Depends on the liquid you use, high "sweetener" juices tend to make alot of build-up so might make the coil life alot shorter, also making sure the juice stays just above the coil wicking holes should reduce the chance of burn-out, i think coils should last maybe around 50ml-60ml of juice, days don't really matter, its how much juice gets vaped that uses up a coil), you could consider getting a second tank for a different flavour, or maybe you should consider getting a nice rta or rda in a month or so, so you can change the cotton when you change the flavour whenever the mood takes you, P.S. when my coils only lasted 2 days, i went to rebuildable, and happy that i did


----------



## Sir Vape (22/8/18)

Also try the Vaporesso NRG coils. In my experience the Vaporesso are much better than Smoks and are compatible

Reactions: Informative 2


----------



## Dreadside (22/8/18)

Le_Meow said:


> So I recently inherited my brothers SMOK AL85 kit with a Big Baby Beast tank (he bought the big baby separately). I had about 2 days worth of vaping on it with a Q2 coil, and man oh man, was it nice. The flavour and clouds are to my liking.
> 
> Since yesterday, however, I have been getting very dry and harsh hits. I opened up the tank and it seems like the coil has burned somewhat. Before this I had vaped like a boss (for at least 2 days) and am wondering why/how this happened?
> 
> ...


I started vaping on a smok baby beast with the q2 coils and I used 2-3 coils a week, and that was just too expensive rather get the rba deck and rewick if you need to, or if you want a good vape get your self a proper RTA or RDA it will save you money and frustration in the long run! My 2 cents but stock coils for a tank no no in my opinion.

Reactions: Agree 1


----------



## Le_Meow (22/8/18)

ace_d_house_cat said:


> I think you may be right in saying the cotton was starved of juice, it's not difficult for that to happen. Some tanks have a minimum juice level but for those that don't the general rule of thumb is juice should not dip below the cotton level.
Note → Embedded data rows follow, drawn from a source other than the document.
PR #882, opened 2025-08-18
Automatic handling of logging level 

cliffhall:
## Description

- Add automatic, spec-compliant `setLevel` request handling to `Server` class when logging capability is advertised.
- Update `sendLoggingMessage` method in `Server` class to respect current log level.
- Add `sendLoggingMessage` passthrough method on `McpServer` class since it doesn't use inheritance.
- Update all examples that previously used `sendNotification` to send log messages to instead use the `sendLoggingMessage` method so that it can be filtered according to the log level.

* In src/server/index.ts
  - in constructor
    - if capabilities object has logging, set request handler for `SetLevelRequestSchema` which
      - gets the session id from the `extra` param 
      - if there is a session id, it maps the the level value from the request params to the session id 
      - returns empty object as per spec
  - define private _loggingLevels property mapping a string to a `LoggingLevel` type
  - define private _levelNames property with an ascending list of the logging levels according to RFC 5424 as per spec. This gives us a lookup to determine if level is greater or less than a target level
  - add private `isMessageIgnored` method which takes a `LoggingLevel` and `sessionId`,  returns `boolean`, and looks up the currently set level for the given session id and the target level, returning true if the target level is below the current level
  - in `sendLoggingMessage` method, 
    - added an optional `sessionId` argument
    - only process if _capabilities.logging has been declared
    - only send the notification if there is no sessionId OR the `params.level` value is not ignored for the given session id.

* In mcp.ts
  - import `LoggingMessageNotification`
  - add async `sendLoggingMessage` method with the same signature as the corresponding method in `Server` class
  - calls the same method in `this.server`, passing the args

* In src/examples/server/
  - jsonResponseStreamableHttp.ts
  - simpleSseServer.ts
  - simpleStreamableHttp.ts
  - simpleStatelessStreamableHttp.ts
    - in tool call callback functions that send logging messages 
      - remove destructure of `sendNotification`, we won't use it now 
      - destructure the `extra` param
      - replace `sendNotification` calls with `server.sendLoggingMessage`, passing only the params section of the message and `extra.sessionId`

## Motivation and Context

We discovered in [this issue](https://github.com/modelcontextprotocol/inspector/issues/696) in the Inspector repo that when the Inspector sends an `setLevel` request to a server that has advertised logging support but has not set a listener for `logging/setLevel` requests, the initialization phase will fail and the server will not connect. Rather than remove the `setLevel` request, we instead added a toast popup that says `Server declares logging capability but doesn't implement method "logging/setLevel"`. We did this, because in that case, the Inspector is operating in-spec, but arguably, the server is not. 

Regarding logging, the spec has the following to say:
> Servers that emit log message notifications MUST declare the logging capability

> The protocol follows the standard syslog severity levels specified in [RFC 5424](https://datatracker.ietf.org/doc/html/rfc5424#section-6.2.1)

> To configure the minimum log level, clients MAY send a logging/setLevel request

All of the examples in the SDK that advertise logging capability support actually fail to do so properly. The only example of adding support for logging capability exists in the Everything Server in the servers repo. It is composed of two parts:
- [Level tracking and comparison](https://github.com/cliffhall/mcp-servers/blob/main/src/everything/everything.ts#L172)
- [A `setLevel` request listener](https://github.com/cliffhall/mcp-servers/blob/main/src/everything/everything.ts#L859)

It is a lot to ask for every server developer to have to implement this boilerplate functionality, particularly when it could be done automatically by the SDK's `Server` and `McpServer` classes.

The examples in the SDK send logging messages, so they **must** advertise logging capability. However they **do not listen** for `setLevel` requests nor implement the ability to respect a requested log level. This means the Inspector will not connect with them. This is the same situation developers face with with their own servers until they add such support.

## How Has This Been Tested?

All of the example servers have been refactored to use the `sendLoggingMessage` method, so they do not have to implement any logic to support log level handling.

In [this screen recording](https://www.loom.com/share/e2d6fee33f3f481bac20ae1d7e747e5c), I demonstrate connecting multiple clients to the same server instance of the `simpleStreamableHttps.ts` example. Its multi-greet tool sends three messages at `info` level then sends a response. I adjust the debug levels independently for each client then run the tool, showing that the logging level is tracked per session and one session's level does not interfere with the other's.

## Breaking Changes

Nope. 

## Types of changes

- [] Documentation update

## Checklist

### DIFF
--- a/src/server/index.ts
+++ b/src/server/index.ts
@@ -139,7 +139,7 @@ export class Server<
     return (currentLevel)
         ? this.LOG_LEVEL_SEVERITY.get(level)! < this.LOG_LEVEL_SEVERITY.get(currentLevel)!
         : false;
-    };
+  };
 
   /**
    * Registers new capabilities. This can only be called before connecting to a transport.


KKonstantinov:
Hi,

We have to be careful with in-memory storage like the below:

https://github.com/modelcontextprotocol/typescript-sdk/pull/882/files#diff-e4e7a68d82cdfba4e7dab9a32a8f55f3806ffa0cf33f1b8ab64b42941cf68888R125-R142

Because this will only work for a single instance of the MCP server. Scale the MCP server to two versions and this will start acting strange (one instance where the setLevel request arrived will have it in-memory, and the other instance will not, thus any further request arriving at the 2nd+ or more instance will not respect the level). 

Thus for now, storing the level should be left out of the core MCP SDK until a better way to handle it is done.

---
On how it could be handled in the future:

Persisting the "log level" state needs to be similar to how the EventsStore is done (https://github.com/modelcontextprotocol/typescript-sdk/blob/3bc2235d747c320dfa0b6227cc84414c6d0add89/src/server/streamableHttp.ts#L17-L29), via an interface that implies to people this is something they should take care of when they want to share this state.

My general feel on this is any such areas should be abstracted in an interface which users can implement, and the SDK can export an "inMemory" implementation of the interface.

cliffhall:
> Because this will only work for a single instance of the MCP server. Scale the MCP server to two versions and this will start acting strange (one instance where the setLevel request arrived will have it in-memory, and the other instance will not, thus any further request arriving at the 2nd+ or more instance will not respect the level).

@KKonstantinov If you are talking about horizontal scaling ot servers behind a load balancer, that currently isn't possible since sessions are tied to the transport and do not exist in the data layer. Thus a session will always be tied to a single server in today's MCP. When and if sessions are divorced from the transport layer (as I believe they will be; there are a couple of competing SEPs to do this), this can easily be refactored to store the level in the session data that could be shared between servers.

But for the moment, a single server handling multiple sessions is possible, and this handles that, and also fixes a huge problem of people advertising logging support but not actually building it. To do so means a lot of boilerplate code everyone would need to duplicate.

src/server/index.ts
```diff
@@ -108,8 +109,37 @@ export class Server<
...
+  private _levelNames = [
+    "debug",
+    "info",
+    "notice",
+    "warning",
+    "error",
+    "critical",
+    "alert",
+    "emergency",
+  ];
```
felixweinberger: This seems like we're duplicating information that should already be available as an enum from `LoggingLevelSchema`?

https://github.com/modelcontextprotocol/typescript-sdk/blob/c7887c082cb55ddc55d77523df88654ec4120dbf/src/types.ts#L1021

Is there a way we can use that directly without creating a duplicated `_levelNames` array and iterating through it each time?

For example:


```typescript
// Create a severity map from the LoggingLevelSchema once
private readonly LOG_LEVEL_SEVERITY = new Map(
  LoggingLevelSchema.options.map((level, index) => [level, index])
);

private isMessageIgnored = (level: LoggingLevel, sessionId: string): boolean => {
  const currentLevel = this._loggingLevels.get(sessionId);
  if (!currentLevel) return false;

  return this.LOG_LEVEL_SEVERITY.get(level)! < this.LOG_LEVEL_SEVERITY.get(currentLevel)!;
};

// In the setLevel handler:
const parseResult = LoggingLevelSchema.safeParse(level);
if (transportSessionId && parseResult.success) {
  this._loggingLevels.set(transportSessionId, parseResult.data);
}
```

felixweinberger (changes requested):
I've verified the fix by trying to connect the latest inspector on both `main` and this branch with `simpleStreamableHttp.ts` example server:

|`main`|this branch|
|--|---|
|CleanShot 2025-08-22 at 15 41 38|CleanShot 2025-08-22 at 15 42 34|

While the concern of @KKonstantinov is valid, I don't think we actually have a clear horizontal scalability story for MCP servers yet - so I wouldn't block this clear improvement over it, especially as it would require deeper refactors of our transport models to accommodate anyway.

Requesting changes mainly for the duplication of `levelNames` which would be great to avoid. 

If we could add some lightweight test coverage for this new feature as well that'd be great, but could be a follow-up too.

KKonstantinov:
> > Because this will only work for a single instance of the MCP server. Scale the MCP server to two versions and this will start acting strange (one instance where the setLevel request arrived will have it in-memory, and the other instance will not, thus any further request arriving at the 2nd+ or more instance will not respect the level).
> 
> @KKonstantinov If you are talking about horizontal scaling ot servers behind a load balancer, that currently isn't possible since sessions are tied to the transport and do not exist in the data layer. Thus a session will always be tied to a single server in today's MCP. When and if sessions are divorced from the transport layer (as I believe they will be; there are a couple of competing SEPs to do this), this can easily be refactored to store the level in the session data that could be shared between servers.
> 
> But for the moment, a single server handling multiple sessions is possible, and this handles that, and also fixes a huge problem of people advertising logging support but not actually building it. To do so means a lot of boilerplate code everyone would need to duplicate.

Yes agreed with this completely and I think it should proceed, just have to be mindful of it in the future when scalability becomes available.

cliffhall:
> Yes agreed with this completely and I think it should proceed, just have to be mindful of it in the future when scalability becomes available.

Thanks @KKonstantinov. I'm definitely staying abreast of the session / transport decoupling work being done in the transports group and will have this at top of mind to execute on the moment such changes are made.

src/server/index.ts
cliffhall: @felixweinberger I had this concern as well, I just opted for the straightforward implementation. Thanks for calling it out. 

I've made the changes, and tested locally. Here, I'm using the example in the Typescript SDK that you can run with `npm run examples:simple-server:w`

https://github.com/user-attachments/assets/36948d29-5358-4a2f-a9df-70a2e93da609

felixweinberger (approved):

This is exactly what happened! I have one more coil to have a go with. Will see if I can keep it saturated enough. The only thing that bothers me is how do I then add a different juice to the tank without mixing different flavours.


----------



## Le_Meow (22/8/18)

Spazmanpanic said:


> Depends on the liquid you use, high "sweetener" juices tend to make alot of build-up so might make the coil life alot shorter, also making sure the juice stays just above the coil wicking holes should reduce the chance of burn-out, i think coils should last maybe around 50ml-60ml of juice, days don't really matter, its how much juice gets vaped that uses up a coil), you could consider getting a second tank for a different flavour, or maybe you should consider getting a nice rta or rda in a month or so, so you can change the cotton when you change the flavour whenever the mood takes you, P.S. when my coils only lasted 2 days, i went to rebuildable, and happy that i did



Thanks bru. The juice I am vaping is rather sweet. I have one more coil to use so will try a slight different approach when vaping it.


----------



## Le_Meow (22/8/18)

Sir Vape said:


> Also try the Vaporesso NRG coils. In my experience the Vaporesso are much better than Smoks and are compatible



Might give this a go! Thanks for the info


----------



## Le_Meow (22/8/18)

Dreadside said:


> I started vaping on a smok baby beast with the q2 coils and I used 2-3 coils a week, and that was just too expensive rather get the rba deck and rewick if you need to, or if you want a good vape get your self a proper RTA or RDA it will save you money and frustration in the long run! My 2 cents but stock coils for a tank no no in my opinion.


 
I have the iJoy combo RDTA and Combo 2. I suck at wicking in general, however, I wanted a mod to run on the side that did not need any effort when I wanted to vape (also, since I have different flavours in my tanks and chain-vape when I game). It still works out cheaper than my smoking habits, so I'm fine with that. I'm pretty sure I messed up the coils somehow thus I want to figure out how to get the most out of them. If I could get 2-3 weeks I would be an extremely happy lad. Thanks


----------



## JohnG (22/8/18)

The Vaporesso nrg coils are the way to go. Give them a test.


----------



## ace_d_house_cat (22/8/18)

Le_Meow said:


> This is exactly what happened! I have one more coil to have a go with. Will see if I can keep it saturated enough. The only thing that bothers me is how do I then add a different juice to the tank without mixing different flavours.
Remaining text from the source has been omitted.